On Thursday, higher oil prices, continued housing woes as well as a light earnings report from Oracle Corp. (NASDAQ: ORCL) and concerns over Google Inc. (NASDAQ: GOOG)’s outlook caused the second straight day of declines. The Dow industrials lost 120 points, or 0.97%, the S&P 500 fell 15 points, or 1.15%, and the Nasdaq Composite declines 43 points, or 1.87%.

Several indicators are due out today, some before the opening bell, and could affect the market’s mood.

At 8:30 a.m., February reading of personal income and spending will be released, and with it an inflation gauge, the core PCE deflator.
Personal income is expected to rise 0.3%, same as last month, and spending 0.1% — nearly flat — compared to a 0.4% the month before. The gradual slowing in spending is even more pronounced when looking at real (inflation adjusted) spending. It’s important to remember as we notice the trend of reduced spending in the last few months that it makes up some 70% of GDP and will be influential in determining Q1 GDP, or economic growth.
Meanwhile, the core PCE price index is expected to rise 0.1%, but stands at 2.2% yoy — above the 1%-2% inflation ‘comfort zone’ of the Federal Reserve. The PCE index is the Fed’s favored inflation gauge.

At 10:00 a.m., the March Michigan Sentiment index will be released. Economists anticipate the index to decline somewhat.

Overseas, Asian stocks finished higher, while European stocks are climbing from earlier losses. In the U.K., the economy grew by 3% in 2007, but grew 0.6% in the final three months of the year. Fourth quarter GDP rose 2.8% on a year-on-year basis.

Oil prices fell Friday back below $107 a barrel, after jumping more than $1 a barrel in the previous session following the bombing of a key Iraqi oil pipeline heightened supply concerns. Meanwhile, Bloomberg reports that “the dollar headed for its biggest weekly decline in a month against the euro as traders raised bets the Federal Reserve will cut interest rates to avert a recession.”
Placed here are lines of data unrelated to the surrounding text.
PR #1431, opened 2024-08-11
`bowtie summary --show failures` should return nonzero status on failures

### LINKED ISSUE #1414: `bowtie summary --show failures` should exit with non-zero status when there are failures
[Reference](https://github.com/bowtie-json-schema/bowtie/pull/1408#discussion_r1705928170)

adwait-godbole:
Fixes #1414 

----
📚 Documentation preview 📚: https://bowtie-json-schema--1431.org.readthedocs.build/en/1431/

### DIFF
--- a/bowtie/_cli.py
+++ b/bowtie/_cli.py
@@ -616,7 +616,8 @@ def summary(report: _report.Report, format: _F, show: str):
             if any(
                 unsuccessful.failed or unsuccessful.errored
                 for _, __, unsuccessful in results
-            ) else 0
+            )
+            else 0
         )
         to_table = _failure_table
         to_markdown_table = _failure_table_in_markdown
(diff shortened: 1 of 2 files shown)


bowtie/_cli.py
```diff
@@ -611,6 +611,14 @@ def summary(report: _report.Report, format: _F, show: str):
     """
     if show == "failures":
         results = report.worst_to_best()
+        exit_code = (
```
Julian, line 614: This is a bit nonideal given it loops over the results multiple times (once here, once eventually when we're processing them). I haven't looked to see whether that's avoidable yet. Hopefully you did first?

Julian: True. OK, let's keep it as is for now then, I want to replace lots of this presentation logic with something a bit more generic at some point. Thanks.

As has been the case the past few days, banks take front and center of the news. This morning, we hear Bear Stearns (NYSE: BSC) chairman James Cayne sold his entire stake in the investment bank after for $61 million as JPMorgan Chase (NYSE: JPM) is about to take it over. With BSC shares trading above $11, over the $10 bid from JPMorgan, this could indicate a superior offer isn’t in the cards. BSC shares are down over 4.5% in premarket trading.

Also, Citigroup upgraded Lehman Brothers (NYSE: LEH) to Buy from Hold, with a price target of $65 due to valuation, the resilience it showed in the latest quarter and management’s track record. LEH shares are up over 6.8% in premarket trading.

Meanwhile, Citigroup (NYSE: C)’s CEO Vikram Pandit keeps reshuffling top management at the bank. He replaced Ali Hackett and Tom Tesauro, co-heads of global equity finance and prime brokerage to be replaced by Nick Roe, who runs the European part of the prime brokerage unit. Citigroup’s share are up 1.4% in premarket trading.